Work request –
Set down word for word the lines that begin the entries and run through the line containing "SethHollandsworth, line 23: Would". Give nothing further.

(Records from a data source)
PR #87, opened 2024-01-09
remove aasp references

hgarvison:
Remove remaining AASP references to be consistent in naming throughout

Pipelines:
ENCFS: https://github.com/microsoft/confidential-aci-examples/actions/runs/7463714326
SKR: https://github.com/microsoft/confidential-aci-examples/actions/runs/7463717634

### DIFF
--- a/examples/skr/aks/unwrap.sh
+++ b/examples/skr/aks/unwrap.sh
@@ -20,7 +20,7 @@ if [ -z "${KEY_PROVIDER_PORT}" ]; then
   KEY_PROVIDER_PORT=50000
 fi
 
-AAA=`printf aasp | base64 -w0`
+AAA=`printf skr | base64 -w0`
 ANNO=`cat ${infile}`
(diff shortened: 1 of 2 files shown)


examples/skr/aks/unwrap.sh
```diff
@@ -20,7 +20,7 @@ if [ -z "${KEY_PROVIDER_PORT}" ]; then
   KEY_PROVIDER_PORT=50000
 fi
 
-AAA=`printf aasp | base64 -w0`
```
SethHollandsworth, line 23: Would doing this break things if they uploaded a key with the old version of the file then updated the container and tried to release the same key?

hgarvison: It wouldn't break key release since the Attestation Agent value doesn't have to do with the upload/claims (see the mhsm script in the same dir), but it would break the call to the grpc endpoint to initiate key release. I made the appropriate changes for that, so as long as customers use the updated skr, instead of the old one they would be fine. 

Also, the use of AASP is AKS SKR specific and as far as I know, not many customers are onboarded to it yet. So, it wouldn't break anyone using SKR for ACI. I figured we'd make this change now to avoid breaking more later and avoid the question of "what is AASP."

PR #90, opened 2024-01-16
update key vault role name

hgarvison:
Update the key vault role name required for the managed id to Key Vault Crypto Service Release User


examples/encfs/README.md
```diff
@@ -42,7 +42,7 @@ Copy the AttestURI endpoint value (sans https://) to the [Attestation Authority
 The user needs to instantiate an Azure Key Vault resource that supports storing keys in an mHSM: a [Premium vault](https://learn.microsoft.com/en-us/azure/key-vault/general/overview) or an [mHSM resource](https://docs.microsoft.com/en-us/azure/key-vault/managed-hsm/overview).
 
 After setting up an Azure Key Vault resource, generate a user-assigned managed identity that will be attached to the container group so that the containers have the correct access permissions to Azure services and resources.
-The managed identity needs *Key Vault Crypto Officer* and *Key Vault Crypto User* roles if using AKV key vault or *Managed HSM Crypto Officer* and *Managed HSM Crypto User* roles for /keys if using AKV managed HSM.
+The managed identity needs *Key Vault Crypto Service Release User* role if using AKV key vault or *Managed HSM Crypto Officer* and *Managed HSM Crypto User* roles for /keys if using AKV managed HSM.
```
KenGordon: Is the new role only for AKV and not mHSM? Also I think you should mention the previous required roles so people understand that that will still work and not be randomly assigning roles in the case of an issue unrelated to roles.

KenGordon (changes requested):

examples/encfs/README.md
hgarvison: @BryceDFisher said it was only for AKV and the mHSM roles didn't change. 

I'll update the text to reference the previous roles.

BryceDFisher: The roles should be:
AKV: Key Vault Crypto Service Release User
mHSM: Managed HSM Crypto Service Release User

These both supersede requiring Officer or User roles.

BryceDFisher: Please make sure the mhsm references match the above as well.

BryceDFisher (approved):

KenGordon (approved):

PR #96, opened 2024-02-12
Adding Vulnerability Scan

hgarvison:
Adding vulnerability scanning to main pipeline

### DIFF
--- a/.github/workflows/ci.yml
+++ b/.github/workflows/ci.yml
@@ -18,7 +18,7 @@ on:
     # The branches below must be a subset of the branches above
     branches: [ "main" ]
   schedule:
-    - cron: '20 20 * * 6'
+    - cron: '0 0 * * *'
 
 jobs:
   analyze:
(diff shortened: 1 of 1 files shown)


.github/workflows/ci.yml
```diff
@@ -71,6 +71,21 @@ jobs:
...
 
+    - name: Aqua Security Trivy
+      uses: aquasecurity/trivy-action@0.17.0
+      with:
+        scan-type: 'fs'
+        scan-ref: '.'
+        format: 'sarif'
+        output: 'trivy-results.sarif'
+        exit-code: 1
+        severity: UNKNOWN,LOW,MEDIUM,HIGH,CRITICAL
```
SethHollandsworth, line 82: Do we want to error out if there's a low severity action found? It seems like that would happen often and may not be resolvable at any given moment

hgarvison: As long as it still notifies us of the low severity action, I'm okay with removing it from this list.

SethHollandsworth: it looks like there isn't a good way to only exit on High and Critical while still alerting on the lower severities. We could have two separate steps, one to make a report with all vulnerabilities and one that exits on severe vulnerabilities. 

But for now, I think we can trial having all vulnerabilities error out and see how it goes

ksayid (commented):
Since vulnerability scanning is being added, should we change the cron job frequency? Right now, I think it's once a week.

hgarvison:
> Since vulnerability scanning is being added, should we change the cron job frequency? Right now, I think it's once a week.

@ksayid are you thinking a daily scan?

ksayid:
@hgarvison Yeah, I was thinking daily, but either would be ok I think. Like the alert level comment, maybe we can trial with daily and see how it goes?

ksayid (approved):

PR #100, opened 2024-02-22
unmount remote file system folders before terminate

stevendongatmsft:


docker/encfs/encfs.sh
```diff
@@ -22,11 +22,56 @@ fi
 
 echo CmdlineArgs = $CmdlineArgs
 
+cleanup_unmount() {
+  mount_array=$(process_encoded_string $EncfsSideCarArgs)
+  echo "Cleaning up by unmounting the following remote filesystem folder."
+  for mount_point in "${mount_array[@]}"; do
+    echo "attempting to unmount $mount_point"
+    output=$(umount $mount_point 2>&1)
```
hgarvison: why not `umount $mount_point 2>&1` and then just check the exit status `if [ $? -eq 0 ]`? If the first command has any output, it should automatically print it out I would think and then there's no need for extra variable assignments...

docker/encfs/encfs.sh
```diff
@@ -22,11 +22,56 @@ fi
...
+    exit_status=$?
+    echo "$output"
+    if [ $exit_status -eq 0 ]; then
+      echo "Unmounting was successful."
+    else
+      echo "Unmounting failed with exit status $exit_status."
```
hgarvison, line 34: Should we not terminate here?

docker/encfs/encfs.sh
```diff
@@ -22,11 +22,56 @@ fi
...
+            for folder in "$mount_point"/.*; do
+                if [[ -d "$folder" && $folder =~ "$mount_point"/.filesystem-[0-99]* ]]; then
+                  set["$folder"]=1
+                fi
+            done
+        done
+        keys=("${!set[@]}")
+        echo "${keys[@]}"
+    else
+        echo "Error: The decoded string is not a valid JSON object."
```
hgarvison, line 61: Should we not exit here?

docker/encfs/encfs.sh
stevendongatmsft: So if unmounting the first mounted folder failed, we should continue to try to unmount other folders.

docker/encfs/encfs.sh
stevendongatmsft: yes

hgarvison (approved):

PR #108, opened 2024-03-22
Update encfs dockerfile

hgarvison:
update encfs dockerfile to include build steps like skr

### DIFF
--- a/docker/encfs/Dockerfile.encfs
+++ b/docker/encfs/Dockerfile.encfs
@@ -1,8 +1,19 @@
+FROM mcr.microsoft.com/devcontainers/go:dev-1.22-bookworm AS build
+ENV PROJECT_DIR=/go/src/github.com/microsoft
+WORKDIR ${PROJECT_DIR}/confidential-sidecar-containers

Expected output –
PR #87, opened 2024-01-09
remove aasp references

hgarvison:
Remove remaining AASP references to be consistent in naming throughout

Pipelines:
ENCFS: https://github.com/microsoft/confidential-aci-examples/actions/runs/7463714326
SKR: https://github.com/microsoft/confidential-aci-examples/actions/runs/7463717634

### DIFF
--- a/examples/skr/aks/unwrap.sh
+++ b/examples/skr/aks/unwrap.sh
@@ -20,7 +20,7 @@ if [ -z "${KEY_PROVIDER_PORT}" ]; then
   KEY_PROVIDER_PORT=50000
 fi
 
-AAA=`printf aasp | base64 -w0`
+AAA=`printf skr | base64 -w0`
 ANNO=`cat ${infile}`
(diff shortened: 1 of 2 files shown)


examples/skr/aks/unwrap.sh
```diff
@@ -20,7 +20,7 @@ if [ -z "${KEY_PROVIDER_PORT}" ]; then
   KEY_PROVIDER_PORT=50000
 fi
 
-AAA=`printf aasp | base64 -w0`
```
SethHollandsworth, line 23: Would doing this break things if they uploaded a key with the old version of the file then updated the container and tried to release the same key?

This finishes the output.